(Dataset entries):
PR #1262, opened 2024-08-02
[ABW-3458] NFT page request updates

matiasbzurovski:
Jira ticket: [ABW-3458](https://radixdlt.atlassian.net/browse/ABW-3458)

## Description
This PR updates paging mechanism for NFTs. Our current logic was based on the assumptions that the GW would return pages with the max amount of items, and this could change in the future. In other words, if there are 100 elements to load and we were requesting pages of 29 elements, the app assumed the GW would return 4 pages with `[29, 29, 29, 13]` elements each. However, GW will change and the amount of pages/elements per page won't be fixed.

## How to test
Play with different NFT collections and sizes to verify the loading happens correctly every time.

[ABW-3458]: https://radixdlt.atlassian.net/browse/ABW-3458?atlOrigin=eyJpIjoiNWRkNTljNzYxNjVmNDY3MDlhMDU5Y2ZhYzA5YTRkZjUiLCJwIjoiZ2l0aHViLWNvbS1KU1cifQ

### DIFF
--- a/RadixWallet/Clients/OnLedgerEntitiesClient/OnLedgerEntitiesClient+Live.swift
+++ b/RadixWallet/Clients/OnLedgerEntitiesClient/OnLedgerEntitiesClient+Live.swift
@@ -2,7 +2,7 @@ import Sargon
 
 // MARK: - OnLedgerEntitiesClient + DependencyKey
 extension OnLedgerEntitiesClient: DependencyKey {
-	public static let maximumNFTIDChunkSize = 29
+	public static let maximumNFTIDChunkSize = 100
 
 	enum Error: Swift.Error {
 		case emptyResponse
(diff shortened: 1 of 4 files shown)


RadixWallet/Clients/OnLedgerEntitiesClient/OnLedgerEntitiesClient+Live.swift
```diff
@@ -2,7 +2,7 @@ import Sargon
 
 // MARK: - OnLedgerEntitiesClient + DependencyKey
 extension OnLedgerEntitiesClient: DependencyKey {
-	public static let maximumNFTIDChunkSize = 29
+	public static let maximumNFTIDChunkSize = 100
```
danvleju-rdx, line 5: So you are saying that GW might not return pages with the max number of items, even if there are more pages available? Didn't quite understand why this value should change.

matiasbzurovski: There are two things here:
- This number changes to 100 because such is the value that each page can return now (and not 29 as it previously did).
- The GW will change to potentially return less items than what it fit on one page, even if there are items to return. For example, if there are 250 items, it may return `[100, 80, 70]` and not `[100, 100, 50]` (which is what the app, without my change, currently expects and why it wouldn't work if different amount of items were returned).

danvleju-rdx: Got it, thanks for the clarification

danvleju-rdx (approved):

GhenadieVP (approved):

(Description of the task): Output the entries verbatim.

(Answer to this exercise):
PR #1262, opened 2024-08-02
[ABW-3458] NFT page request updates

matiasbzurovski:
Jira ticket: [ABW-3458](https://radixdlt.atlassian.net/browse/ABW-3458)

## Description
This PR updates paging mechanism for NFTs. Our current logic was based on the assumptions that the GW would return pages with the max amount of items, and this could change in the future. In other words, if there are 100 elements to load and we were requesting pages of 29 elements, the app assumed the GW would return 4 pages with `[29, 29, 29, 13]` elements each. However, GW will change and the amount of pages/elements per page won't be fixed.

## How to test
Play with different NFT collections and sizes to verify the loading happens correctly every time.

[ABW-3458]: https://radixdlt.atlassian.net/browse/ABW-3458?atlOrigin=eyJpIjoiNWRkNTljNzYxNjVmNDY3MDlhMDU5Y2ZhYzA5YTRkZjUiLCJwIjoiZ2l0aHViLWNvbS1KU1cifQ

### DIFF
--- a/RadixWallet/Clients/OnLedgerEntitiesClient/OnLedgerEntitiesClient+Live.swift
+++ b/RadixWallet/Clients/OnLedgerEntitiesClient/OnLedgerEntitiesClient+Live.swift
@@ -2,7 +2,7 @@ import Sargon
 
 // MARK: - OnLedgerEntitiesClient + DependencyKey
 extension OnLedgerEntitiesClient: DependencyKey {
-	public static let maximumNFTIDChunkSize = 29
+	public static let maximumNFTIDChunkSize = 100
 
 	enum Error: Swift.Error {
 		case emptyResponse
(diff shortened: 1 of 4 files shown)


RadixWallet/Clients/OnLedgerEntitiesClient/OnLedgerEntitiesClient+Live.swift
```diff
@@ -2,7 +2,7 @@ import Sargon
 
 // MARK: - OnLedgerEntitiesClient + DependencyKey
 extension OnLedgerEntitiesClient: DependencyKey {
-	public static let maximumNFTIDChunkSize = 29
+	public static let maximumNFTIDChunkSize = 100
```
danvleju-rdx, line 5: So you are saying that GW might not return pages with the max number of items, even if there are more pages available? Didn't quite understand why this value should change.

matiasbzurovski: There are two things here:
- This number changes to 100 because such is the value that each page can return now (and not 29 as it previously did).
- The GW will change to potentially return less items than what it fit on one page, even if there are items to return. For example, if there are 250 items, it may return `[100, 80, 70]` and not `[100, 100, 50]` (which is what the app, without my change, currently expects and why it wouldn't work if different amount of items were returned).

danvleju-rdx: Got it, thanks for the clarification

danvleju-rdx (approved):

GhenadieVP (approved):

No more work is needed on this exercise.